→ TASK DETAILS
Output the full listing exactly.

══ RECORDS FOR THE EXERCISE ══

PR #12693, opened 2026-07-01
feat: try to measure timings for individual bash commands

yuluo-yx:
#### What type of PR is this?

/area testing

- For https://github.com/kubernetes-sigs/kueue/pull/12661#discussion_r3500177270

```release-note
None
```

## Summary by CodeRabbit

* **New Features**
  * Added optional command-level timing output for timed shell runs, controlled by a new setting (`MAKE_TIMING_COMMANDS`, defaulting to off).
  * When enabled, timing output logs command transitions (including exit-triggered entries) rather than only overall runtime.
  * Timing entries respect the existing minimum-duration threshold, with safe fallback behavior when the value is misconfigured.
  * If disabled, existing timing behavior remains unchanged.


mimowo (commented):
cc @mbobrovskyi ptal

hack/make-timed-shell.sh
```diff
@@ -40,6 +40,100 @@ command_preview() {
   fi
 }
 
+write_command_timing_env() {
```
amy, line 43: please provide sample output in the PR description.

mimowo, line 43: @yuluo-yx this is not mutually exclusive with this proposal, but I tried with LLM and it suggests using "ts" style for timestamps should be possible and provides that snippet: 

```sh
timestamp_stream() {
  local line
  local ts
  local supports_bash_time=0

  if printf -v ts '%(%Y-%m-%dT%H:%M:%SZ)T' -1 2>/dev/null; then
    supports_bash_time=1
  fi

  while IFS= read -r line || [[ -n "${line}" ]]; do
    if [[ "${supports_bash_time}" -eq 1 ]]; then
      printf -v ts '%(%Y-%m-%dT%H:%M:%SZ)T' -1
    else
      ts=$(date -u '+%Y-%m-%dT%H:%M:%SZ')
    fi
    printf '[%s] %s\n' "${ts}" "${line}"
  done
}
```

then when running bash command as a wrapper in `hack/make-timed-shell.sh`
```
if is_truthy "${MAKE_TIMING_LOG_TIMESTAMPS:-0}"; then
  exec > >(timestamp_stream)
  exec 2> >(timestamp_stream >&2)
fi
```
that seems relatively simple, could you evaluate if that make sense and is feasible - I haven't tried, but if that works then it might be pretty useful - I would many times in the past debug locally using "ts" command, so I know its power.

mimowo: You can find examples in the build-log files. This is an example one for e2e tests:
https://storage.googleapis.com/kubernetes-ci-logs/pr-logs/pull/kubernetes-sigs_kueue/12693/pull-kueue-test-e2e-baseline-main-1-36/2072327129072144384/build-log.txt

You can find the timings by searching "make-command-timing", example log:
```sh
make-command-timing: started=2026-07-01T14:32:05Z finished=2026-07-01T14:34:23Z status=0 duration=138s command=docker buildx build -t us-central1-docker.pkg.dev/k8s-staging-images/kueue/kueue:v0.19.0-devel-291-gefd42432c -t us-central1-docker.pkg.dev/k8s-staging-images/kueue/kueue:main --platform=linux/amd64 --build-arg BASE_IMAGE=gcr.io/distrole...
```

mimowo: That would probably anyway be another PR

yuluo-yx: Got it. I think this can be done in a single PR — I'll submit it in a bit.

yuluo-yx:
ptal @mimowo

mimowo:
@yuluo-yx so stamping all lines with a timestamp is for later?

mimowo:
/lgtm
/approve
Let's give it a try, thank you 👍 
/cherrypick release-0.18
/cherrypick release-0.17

═══

→ EXPECTED OUTPUT
PR #12693, opened 2026-07-01
feat: try to measure timings for individual bash commands

yuluo-yx:
#### What type of PR is this?

/area testing

- For https://github.com/kubernetes-sigs/kueue/pull/12661#discussion_r3500177270

```release-note
None
```

## Summary by CodeRabbit

* **New Features**
  * Added optional command-level timing output for timed shell runs, controlled by a new setting (`MAKE_TIMING_COMMANDS`, defaulting to off).
  * When enabled, timing output logs command transitions (including exit-triggered entries) rather than only overall runtime.
  * Timing entries respect the existing minimum-duration threshold, with safe fallback behavior when the value is misconfigured.
  * If disabled, existing timing behavior remains unchanged.


mimowo (commented):
cc @mbobrovskyi ptal

hack/make-timed-shell.sh
```diff
@@ -40,6 +40,100 @@ command_preview() {
   fi
 }
 
+write_command_timing_env() {
```
amy, line 43: please provide sample output in the PR description.

mimowo, line 43: @yuluo-yx this is not mutually exclusive with this proposal, but I tried with LLM and it suggests using "ts" style for timestamps should be possible and provides that snippet: 

```sh
timestamp_stream() {
  local line
  local ts
  local supports_bash_time=0

  if printf -v ts '%(%Y-%m-%dT%H:%M:%SZ)T' -1 2>/dev/null; then
    supports_bash_time=1
  fi

  while IFS= read -r line || [[ -n "${line}" ]]; do
    if [[ "${supports_bash_time}" -eq 1 ]]; then
      printf -v ts '%(%Y-%m-%dT%H:%M:%SZ)T' -1
    else
      ts=$(date -u '+%Y-%m-%dT%H:%M:%SZ')
    fi
    printf '[%s] %s\n' "${ts}" "${line}"
  done
}
```

then when running bash command as a wrapper in `hack/make-timed-shell.sh`
```
if is_truthy "${MAKE_TIMING_LOG_TIMESTAMPS:-0}"; then
  exec > >(timestamp_stream)
  exec 2> >(timestamp_stream >&2)
fi
```
that seems relatively simple, could you evaluate if that make sense and is feasible - I haven't tried, but if that works then it might be pretty useful - I would many times in the past debug locally using "ts" command, so I know its power.

mimowo: You can find examples in the build-log files. This is an example one for e2e tests:
https://storage.googleapis.com/kubernetes-ci-logs/pr-logs/pull/kubernetes-sigs_kueue/12693/pull-kueue-test-e2e-baseline-main-1-36/2072327129072144384/build-log.txt

You can find the timings by searching "make-command-timing", example log:
```sh
make-command-timing: started=2026-07-01T14:32:05Z finished=2026-07-01T14:34:23Z status=0 duration=138s command=docker buildx build -t us-central1-docker.pkg.dev/k8s-staging-images/kueue/kueue:v0.19.0-devel-291-gefd42432c -t us-central1-docker.pkg.dev/k8s-staging-images/kueue/kueue:main --platform=linux/amd64 --build-arg BASE_IMAGE=gcr.io/distrole...
```

mimowo: That would probably anyway be another PR

yuluo-yx: Got it. I think this can be done in a single PR — I'll submit it in a bit.

yuluo-yx:
ptal @mimowo

mimowo:
@yuluo-yx so stamping all lines with a timestamp is for later?

mimowo:
/lgtm
/approve
Let's give it a try, thank you 👍 
/cherrypick release-0.18
/cherrypick release-0.17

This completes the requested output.